_What the task asks:_ The entries that follow include a run beginning at the line with "- Only works" and ending at the line with "opens destination select"; restate that run word for word and leave the rest out.

_Records shown:_
PR #430, opened 2021-03-22
Fix #424 (Damage in vortex)

### LINKED ISSUE #424: TARDIS in vortex can interact with outside world
When in vortex, TARDIS can still interact** with the outside world. For example, you can place dynamite at a place where it was when it dematerialised, and kill the TARDIS in vortex. 
Vortex is spawned at the spot where TARDIS dematerialised. The easiest way to solve the issue is change that, I suggest we spawn the vortex at the top of the map, using an algorythm we have for interior spawning.

francodml:
This pull request focuses solely on fixing #424.
As such, the TARDIS can no longer incur damage whilst in the time vortex.

A list of changes is detailed below

- TARDIS can no longer take damage while in the vortex
- Fixed #424

### DIFF
--- a/lua/entities/gmod_tardis/modules/sh_health.lua
+++ b/lua/entities/gmod_tardis/modules/sh_health.lua
@@ -297,7 +297,7 @@ if SERVER then
 	end)
 
 	ENT:AddHook("ShouldTakeDamage", "Health", function(self, dmginfo)
-		if not TARDIS:GetSetting("health-enabled") or self:GetData("vortex",false) then return false end
+		if not TARDIS:GetSetting("health-enabled") then return false end
 	end)
 
 	ENT:AddHook("OnTakeDamage", "Health", function(self, dmginfo)
--- a/lua/entities/gmod_tardis/modules/sh_health.lua
+++ b/lua/entities/gmod_tardis/modules/sh_health.lua
@@ -296,8 +296,8 @@ if SERVER then
 		end
 	end)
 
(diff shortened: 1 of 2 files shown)


lua/entities/gmod_tardis/modules/sh_health.lua
```diff
@@ -296,8 +296,8 @@ if SERVER then
 		end
 	end)
 
-	ENT:AddHook("ShouldTakeDamage", "DamageOff", function(self, dmginfo)
-		if not TARDIS:GetSetting("health-enabled") then return false end
+	ENT:AddHook("ShouldTakeDamage", "Health", function(self, dmginfo)
+		if not TARDIS:GetSetting("health-enabled") or self:GetData("vortex",false) then return false end
```
MattJeanes, line 300: This should instead be a new hook in the teleport module, not in here

AmyJeanes (changes requested):

parar020100:
We need to make sure that interior still can take damage though

MattJeanes:
Good call @parar020100, perhaps dmginfo contains the entity that got damaged and we can use this? Combine that with moving this into a new hook in the teleport module and should be golden

francodml:
> @francodml
> We need to make sure that interior still can take damage though

Interior should still be able to, the interior and exterior hooks are separate. I'll check though

francodml:
I've moved the hook over to the teleport module. Interior can still take damage as previously thought, since the hooks are called separate from each other, in each entity's ENT:OnTakeDamage

PR #449, opened 2021-03-23
Killfeed Icon & Name

Dodobro:
Not sure why this hasn't been done already. Simply added an icon and name for the TARDIS when it kills a player.

image


lua/tardis/cl_killfeed.lua
```diff
@@ -0,0 +1,4 @@
+if CLIENT then
+    killicon.Add( "gmod_tardis", "killfeed/gmod_tardis", Color( 255, 255, 255, 255 ))
+    language.Add("gmod_tardis", "TARDIS")
+end
```
francodml, line 4: Since this is a `cl_` file it gets loaded on the client alone, so we don't need to check.
```suggestion
killicon.Add( "gmod_tardis", "killfeed/gmod_tardis", Color( 255, 255, 255, 255 ))
language.Add("gmod_tardis", "TARDIS")
```

francodml (changes requested):
Seems good, only one small change but nothing big. Will wait on Matt for this though.

lua/tardis/cl_killfeed.lua
Dodobro: I was always told that the prefix to a filename was purely for sorting on the developer's end, and didn't impact things in-game. Now I know, thanks Win!

francodml: In general, `cl_init.lua` `init.lua` and `shared.lua` in entities are actually loaded the way they're labelled (client, server, and shared/both respectively). This same principle works with the loader for the `lua/tardis` folder, files prefixed with `cl_` `sv_` or `sh_` get loaded on the specified realms only (or both for sh_).

MattJeanes: Yeah can we make this change please? Otherwise looks great!

MattJeanes (changes requested):
Looks mostly good, nice little tweak! Can we apply the fix @francodml suggested to remove the if CLIENT bit?

francodml (approved):
Nice, this passes for me.

MattJeanes (approved):

Issue #456, opened 2021-03-25
Fast flight with manual destination select


parar020100:
When you're choosing destination manually, you can still fly with a rather slow speed. It makes travelling experience boring - it's faster to noclip to the destination than to use the TARDIS.

We need to add a different speed for destination select, it should be possible to choose faster. I suggest we add exponential acceleration if SHIFT is pressed, and current speed if it isn't. Then, we get both speed and precision.

Issue #403, opened 2021-03-16
Power/Self-Repair toggle mid vortex flight


CrethFox:
It is possible to toggle power and self repair during vortex flight. 
This issue does not occur with the original legacy interior.

francodml:
Seems to have been fixed in #470, will close when that rolls out

Issue #368, opened 2021-03-02
Random location travel


parar020100:
This would be useable in many other issues, including HADS and advanced travel
I suggest a new control for it:
* We randomly check different points of the map to spawn the interior
* For a random destination, we do the same, but instead of choosing the highest available, we do "get to floor" for every found location ("get to floor" like R in destination select)
* Also, if TARDIS has travelled, it could randomly select out of previous locations

Brundoob:
You could create an internal table of some sort to backlog the last 10-20 locations so it can pick one from random (ignoring duplications) and pick randomly between the previous destinations or the random destination as mentioned above

Issue #357, opened 2021-02-22
Add proper Time Rotor Handbrake control


parar020100:
"2005 Improved" and "2010 Improved" have different versions of it
The best way to do it is to take best from both of them

Current implementations and ideas:
- [both] When handbrake on, TARDIS cannot dematerialise
- [2005] Special sound and effects for being unable to dematerialise (currently - shaking in 2005)
- [2010] A way to dematerialise with handbrake on, but explosions and damage ("engine release lever")
- [2010] It should prevent fast return and even HADS
- [both] Handbrake inside the vortex could lead to crash landing and major damage
- [2005] It should be left possible to block the ability to dematerialise by other circumstances (2005's artron absorber)
- [none] Maybe there should be a way to block materialisation too (for example, by time distortions, like "Angels take Manhatten" one), it could be easy to implement with this feature

Questions:
- Should it allow real world flight? In 2005 it does, in 2010 it used to be same as physlock (which it definetely shouldn't be, as it's often required to demat with physlock on)

CrethFox:
The artron absorber works for both demat and remat within a radius of the device
I dunno why thats split into two points if the absorber is going to be one

JEREDEK:
> The artron absorber works for both demat and remat within a radius of the device
> I dunno why thats split into two points if the absorber is going to be one

Actually, it doesn't fully work.
I have no ide why it doesn't work on release, since it worked on testing, but oh well.

Mrleplayz:
The reason i made the handbrake act as a physics lock is to force players to use forced demat if they absolutely need the handbrake on. It adds a reason to use forced takeoff. I'm not implying that i want it to stay that way, all i'm saying is i thought about the idea gameplay-wise.

parar020100:
> The reason i made the handbrake act as a physics lock is to force players to use forced demat if they absolutely need the handbrake on. It adds a reason to use forced takeoff. I'm not implying that i want it to stay that way, all i'm saying is i thought about the idea gameplay-wise.

Maybe in advanced mode, physlock would need to be on. But I think that making them synonims isn't very great

parar020100:
> 
> 
> The artron absorber works for both demat and remat within a radius of the device
> I dunno why thats split into two points if the absorber is going to be one

Because forbidding to materialise would also be useable if there's an ability to materialise in someone else's TARDIS
It would be as part of shields

francodml:
[...]

PR #470, opened 2021-03-31
Handbrake, failed mat/demat effects and many other changes

parar020100:
Includes: #469, it should be merged first
Related issues: #357 #456 #446 #368 #337 #403

- Handbrake control, prevents TARDIS from taking off
  - Sounds for failed demat
  - HADS makes an exception
  - Handbrake while demating cancells teleport with damage, sparks, explosions, power off
    - A setting to remove those effects for weak computers
    - Power can't be turned back on in 10 seconds after crash landing
  - Handbrake at vortex or while materialising results in **same**, but also with falling out at a random location in the map  
- Made impossible to demat with doors open
  - HADS makes an exception
  - Added a setting to disable that
- Engine release, allows demat with opened doors or handbrake with broken effects (shaking, explosions, sparks)
  - Only works if pressed right after failed demat (several seconds)
  - A setting to remove those effects for weak computers  
- Destination select improvements
  - Increased destination speed boost with "shift" 
  - "H" key in third person opens destination select
  - **Random location select in coordinates menu** (2 options - just random and random on the ground)
- Sounds for damaged TARDIS teleportation
- Fixed poweroff being possible in the vortex 
- Disabled cloister bells if power is disabled
- Fixed message for float in third person
- [internal] Fixed removing parts in interior overrides (Parts = { ... <part> = false, ... }


MattJeanes:
Haven't reviewed the code yet but playing around with it is really fun! Loving the new sounds and effects! I got a little confused at first why it wouldn't take off with the doors open, I think perhaps we should either add a message prompt or make it close them by default as it did before.

Some observations from testing:
- Power can get stuck at 0% by blowing it up in the vortex from the inside
- The failed demat sound gets cut off at the end
- Force materialising while in the vortex with the doors open results in not being able to walk through the doors until you close and re-open them again
- The explosion effects are visible for every player across the entire map, especially the sparks as they rain down from the sky - maybe set a much shorter TTL on these if we can?
image

lua/entities/gmod_tardis/modules/sh_handbrake.lua
```diff
@@ -1,23 +1,59 @@
...
 	end,
 	serveronly=true,
 	screen_button = {
-		virt_console = false, -- change to true to add
+		virt_console = true,
 		mmenu = false,
 		toggle = true,
 		frame_type = {0, 2},
-		text = "Time-Rotor Handbrake",
+		text = "Time Rotor Handbrake",
```
MattJeanes, line 16: This needs an icon

lua/entities/gmod_tardis_interior/modules/sh_cloisterbells.lua
```diff
@@ -21,6 +21,12 @@ if CLIENT then
 		return self:GetData("cloisters")
 	end)
 
+	ENT:AddHook("ShouldTurnOffCloisters","power",function(self)
+		if not self.exterior:GetData("power-state") then
```
MattJeanes, line 25: This should use GetPower()

MattJeanes (changes requested):

lua/entities/gmod_tardis/modules/sh_lock.lua
```diff
@@ -20,7 +20,7 @@ TARDIS:AddControl({
 		text = "Door Lock",
 		pressed_state_from_interior = false,
 		pressed_state_data = "locked",
-		order = 6,
+		order = 10,
```
MattJeanes, line 23: This control appears to have the same order as the door open - not sure if intentional

lua/tardis/themes/visgui/default-transparent.lua
```diff
@@ -29,6 +29,10 @@ local theme = {
 		scanner = "screen_scanner.png",
 		settings = "screen_settings.png",
 		["TARDIS Status"] = "screen_status.png",
+
```
MattJeanes, line 32: Probably shouldn't be a new line here breaking the two sections up, same below as well

lua/entities/gmod_tardis/modules/sh_lock.lua
parar020100: It is intentional. The order of those doesn't matter, they are technically in the same category. What matters is that they're next to each other and after some certain ones. The sorting supports equal order numbers, I've checked that.

lua/tardis/themes/visgui/default-transparent.lua
parar020100: Fixed

parar020100:
> The explosion effects are visible for every player across the entire map
They are only seen by TARDIS occupants, that is checked. And disabling it in third person would be complicated, since we'd have to check for third person every time we do those effects, it would slow it down, and, imho, not really worth the effort.

> Power can get stuck at 0% by blowing it up in the vortex from the inside
Fixed, now blowing up in the vortex results in falling out of it

> Force materialising while in the vortex with the doors open results in not being able to walk through the doors until you close and re-open them again
Fixed, interrupting the teleport now closes the doors automatically

> The failed demat sound gets cut off at the end
- Couldn't reproduce, it doesn't for me.
-

MattJeanes:
It is specifically the demat_fail_ext.wav that gets cut off, the interior variant is fine.

Blowing up in the vortex already resulted in falling out of it but the health then got stuck at 0% and it was not possible to kill the TARDIS completely afterwards by shooting it more it would just stay in the warning state - is this what you have fixed?

Are you sure it is only visible to occupants? That effect would be visible globally as it's created serverside as part of the explosion - I would recommend using util.Effect / explosion sounds clientside instead and perhaps taking damage directly rather than creating an explosion on the interior

MattJeanes (approved):
I'm happy with these changes, definitely is going to need some testing as these are some core changes to the teleport systems but it's looking pretty good from having a play around. As mentioned I'll await any feedback from you before merging this in but I'm happy to merge if you are.

PR #472, opened 2021-04-10
Exterior cloaking

francodml:
Adds cloaking or "phasing" to the TARDIS.

Works exactly like Legacy's cloaking, with the plus that it can be re-bound to any key, or activated from the virtual console.

## Usage
The TARDIS can be cloaked at any point while there is power and it isn't dead. This can be achieved with the Virtual Console button, a physical console button, or by pressing the keybind (default L) while in third-person flight.

Once cloaked, the TARDIS will be invisible to anyone and everyone, but will remain solid. Opening the door will reveal the interior and the doors as usual.

## Developer stuff
To implement the control, the ID associated with the cloaking control is `"cloak"`. You can specify this in `PART.Control` to use the default handling or implement your own by calling `exterior:ToggleCloak()` or `exterior:SetCloak(bool on)`.

You're allowed to customize your exterior's phase material.
To achieve this, you must create a special material, and a path to said material in the `T.Exterior.PhaseMaterial` key in your interior file. This material can be based off of `materials\models\drmatt\tardis\exterior\phase.vmt`, the only edit you'll need is to point it to your exterior's specific normal map vtf, or any other normal map you wish to use for a phasing effect.

Generally, you may create any material you desire, I suggest basing off of ours because of the effect it creates, but if you've got something else in mind for your particular exterior, feel free to experiment.

The material doesn't need to have the same path as the original phase,vmt, it is instead defined in your interior file as specified above.

## Known issues
There's a strange bug wherein the exterior's material will flicker between the original and the phasing one at the edge of the clipping plane that completely clears off the exterior model. I'm guessing this is due to overlap on the model draws and one single clipping plane being used to cut off both model draws, but I'm not at all sure, so take that with a grain of salt.

Besides this, the clip plane position will flicker slightly while moving up or down too fast. This has been compensated by moving the upper bound of the clip planes past the actual bounding box, but this issue will still occur while mid-phase. This could be due to slow Think-ing or an overhead on the `Set/GetData` functions causing the position data used to calculate clip planes to be slightly behind the actual position of the box, and therefore causing a discrepancy between where the plane should be, and where it's calculated to be.

It has also been pointed out that the way the portal looks when fully cloaked isn't the best, as it has no doorframe, and I do think the cloak effect overall has room for improvement, however I feel as if this could be expanded upon in a future release, once we decide the proper way to go with.


MattJeanes:
It needs an icon for the screen button but otherwise all good, nice work!

MattJeanes (approved):

PR #482, opened 2021-11-08
Visualise TARDIS materialise around player

### LINKED ISSUE #148: Visualising TARDIS teleporting onto player
There should be some kind of effect for when the TARDIS teleports onto you, and you are teleported into the interior. You could use an effect already built into Gmod and that would be cool enough. Coding-wise I imagine this would probably be somewhat simple as all it would have to do is detect that a player was teleported onto and then play the effect. A cool teleportation effect used in another addon is the Buddy Finder. When you teleport there's a pretty cool effect.

parar020100:
Basically, this closes #148

How it looks:
https://youtu.be/j0sFgYzal9w


MattJeanes (approved):
Looks good and works great from my quick testing, nice one!

PR #490, opened 2021-11-10
Refactoring: split sh_teleport.lua into several files

parar020100:
No functional changes, just refactoring


MattJeanes (approved):
Fixed up some weird formatting in sh_tp_problematic.lua not sure if that was in the original code but fixed anyway now, otherwise all looking good!

PR #491, opened 2021-11-11
Sonic dispenser 

### LINKED ISSUE #147: Sonic Screwdriver Dispenser
Like in the S9 finale and the S5 opener, the TARDIS had an opening to deposit Sonic Screwdrivers.

parar020100:
Closes #147

If sonic screwdriver addon is installed, there is a sonic in the console
If it isn't or the model is missing, there's just a button which produces a warning
The control itself can be used in other TARDISes, and will not break the thing if the sonic isn't there
изображение

Made with the allowed partial use of ryanm2711's code in Brundoob's extension

P.S. It currently works in a very simple way. 
If someone wishes to add any effects/animations to it, I'll be more than happy, but I probably won't do that


MattJeanes (approved):
Looks good! Made some tiny tweaks to language but nice stuff

PR #504, opened 2021-11-15
Continue demat if door closed after failed demat

parar020100:
Just a small addition to the update that's been requested several times


MattJeanes (approved):
Looks good and works!

PR #506, opened 2021-11-15
Control messages and fixes

parar020100:
- Added messages for cloak control
- Made many binds use `TARDIS:Control()`
- Fixed float control not being toggled from interior when flightmode is on
- Sonic Screwdriver in default interior is hidden when held in hand


MattJeanes (approved):
Fixed an issue I found with making the sonic invisible but otherwise all good

Issue #500, opened 2021-11-14
Cloaking issue in the vortex


parar020100:
https://cdn.discordapp.com/attachments/812594727018299453/909345609302020156/8mb.video-S2e-0mv2WEoZ.mp4

I think that cloaking shouldn't even be a thing in the vortex.
@MattJeanes @francodml what do you think?

Discovered by Cheaple

MattJeanes:
As discussed in Discord this is an known issue that I tried to fix but there are so many rendering hacks around this code I didn't want to break anything else so just decided it was good enough. The reason we allow it at all is so you can take off and then cloak in the vortex and land cloaked.

Cloaking in the vortex itself is not required so perhaps as a workaround we could make it so that cloaking itself does not activate in the vortex but the control still works so you can do this. Maybe send a message in the user saying cloaking disabled/enabled so they know what it's doing as there is no visual confirmation.

AmyJeanes:
Cloaking appears to work fine now in the vortex. We did do a bunch of rendering fixes in general a while back so sounds like that got it.

<img width="677" height="844" alt="Image" src="https://github.com/user-attachments/assets/f3550c3e-3b39-404d-9c4a-1ab785a6ef67" />

PR #517, opened 2021-11-16
Fixed TARDIS shadow rendering in when cloaked

ryanm2711:


MattJeanes (approved):
This needs to be paired with the fix #500 or we'll get more shadow bugs but otherwise happy with this change

PR #76, opened 2018-09-18
Add needed PLLOUTGLOBAL ports and mapped it

mmicko:


q3k:
1) Please add some warning that if the user uses PLLOUTGLOBAL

_Answer to the exercise:_
  - Only works if pressed right after failed demat (several seconds)
  - A setting to remove those effects for weak computers  
- Destination select improvements
  - Increased destination speed boost with "shift" 
  - "H" key in third person opens destination select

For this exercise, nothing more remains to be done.